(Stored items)
PR #3076, opened 2023-02-13
[MySQL] Add support for VALUES Statement

joschi:
https://dev.mysql.com/doc/refman/8.0/en/values.html


joschi:
Refs https://github.com/antlr/grammars-v4/pull/3077

Issue #3043, opened 2023-02-02
sql/plsql not parsing apparently valid query string


kaby76:
* https://stackoverflow.com/questions/75292088/is-there-an-example-to-build-a-antlr4-grammar-parser-for-oracle-pl-sql-with-the/75295213#comment132891227_75292088

```sql
CREATE TABLE "X"."Y" ( "OID" NUMBER(19,0) NOT NULL ENABLE, "STANDARDIZED_HOME_PHONE" GENERATED ALWAYS AS (115) VIRTUAL , ) ;
CREATE TABLE "A"."B" ( "FIELD1" NUMBER(19,0) NOT NULL ENABLE, "FIELD2" NUMBER(19,0) NOT NULL ENABLE, PRIMARY KEY ("FIELD1") ENABLE ) ORGANIZATION INDEX NOCOMPRESS ; 
```

The only issue I noticed is that the author says "If anyone knows which SQL grammar to use , it would be greatly appreciates. Otherwise, I might have to edit or preprocess the file. – Timothy Hilgenberg". It's either plsql or it's not. How could there be any question of what server you are using?

PR #3079, opened 2023-02-14
[Plsql] Fix column_definition

jiangtao69039:
Add visible_clause:

image


mlorek:
this is fixed as part of PR #3043

PR #4851, opened 2025-06-03
Replace memset with data initialization within kernels

ChristinaZ:
# Remove cudaMemsetAsync()  to avoid the gap within the CUDA graph

## Description

@bobboli's profiling results show that using cudaMemsetAsync() introduces a timing gap within the CUDA graph execution. In this PR, we try to remove this gap by replacing this API with data initialization within kernels.

By the way, the previous setting for `routingData.mNormTopkProb` is not correct. It is not used in the current model. Fix the setting within this PR to pass the unit tests. 

## Test Coverage
- Simple correctness check
> pytest -k test_moe_fp4 tests/unittest/_torch/thop/test_moe.py
- To observe the gap optimization, we need to enable CUDA Graph

### DIFF
--- a/cpp/tensorrt_llm/kernels/trtllmGenKernels/blockScaleMoe/RoutingKernel.cu
+++ b/cpp/tensorrt_llm/kernels/trtllmGenKernels/blockScaleMoe/RoutingKernel.cu
@@ -2992,6 +2992,18 @@ __global__ void __cluster_dims__(NumBlocksPerCluster, 1, 1) __launch_bounds__(Nu
         cudaGridDependencySynchronize();
     }
 
+    // initialize the mPtrPermutedIdxToTokenIdx
+    if (params.mPtrPermutedIdxToTokenIdx != nullptr)
+    {
+        int32_t permIdxToTokenIdxNum
+            = (params.mNumTokens * NumTopExperts + (params.mNumExperts << params.mPaddingLog2) - params.mNumExperts);
+        for (int32_t i = clusterThreadIdx; i < permIdxToTokenIdxNum; i += NumThreadsPerCluster)
+        {
+            params.mPtrPermutedIdxToTokenIdx[i] = -1;
+        }
+        __threadfence();
+    }
+
     if (params.mPtrScores != nullptr)
     {
         // in this case, each warp represents a token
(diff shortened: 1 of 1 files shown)


cpp/tensorrt_llm/kernels/trtllmGenKernels/blockScaleMoe/runner.cu
```diff
@@ -159,7 +159,7 @@ void Runner::run(void* routingLogits, void* routingBias, int32_t numTokens, int3
         // routingData.mDtypeElt = dtypeElt; // no-op for now as hidden_state is not input
         routingData.mUsePdl = true;
         routingData.mDoSoftmaxBeforeTopK = routingMethodType == RoutingMethodType::Qwen3;
-        routingData.mNormTopkProb = routingMethodType == RoutingMethodType::Renormalize;
+        routingData.mNormTopkProb = routingMethodType == RoutingMethodType::Qwen3;
```
rosenrodt, line 162: Good catch. Thanks!

cpp/tensorrt_llm/kernels/trtllmGenKernels/blockScaleMoe/RoutingKernel.cu
```diff
@@ -2988,6 +2988,18 @@ __global__ void __cluster_dims__(NumBlocksPerCluster, 1, 1) __launch_bounds__(Nu
...
+    // initialize the mPtrPermutedIdxToTokenIdx
+    if (params.mPtrPermutedIdxToTokenIdx != nullptr)
+    {
+        int32_t permIdxToTokenIdxNum
+            = (params.mNumTokens * NumTopExperts + (params.mNumExperts << params.mPaddingLog2) - params.mNumExperts);
+        for (int32_t i = clusterThreadIdx; i < permIdxToTokenIdxNum; i += NumThreadsPerCluster)
+        {
+            params.mPtrPermutedIdxToTokenIdx[i] = -1;
+        }
+        __threadfence();
```
rosenrodt, line 3000: What is the main use of `__threadfence()`?

Also, with the lack of cluster sync, it's not obvious how we ensure the last thread finishes initalizing its share of the buffer, before the first thread start writing the output to the buffer. There is cluster sync later in this kernel but it is not clear to me if it's always enabled:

= INSTRUCTIONS FOR THE TASK =
What is needed is each line of the entries that contains the word "RoutingKernel".

= ANSWER BOX =
--- a/cpp/tensorrt_llm/kernels/trtllmGenKernels/blockScaleMoe/RoutingKernel.cu
+++ b/cpp/tensorrt_llm/kernels/trtllmGenKernels/blockScaleMoe/RoutingKernel.cu
cpp/tensorrt_llm/kernels/trtllmGenKernels/blockScaleMoe/RoutingKernel.cu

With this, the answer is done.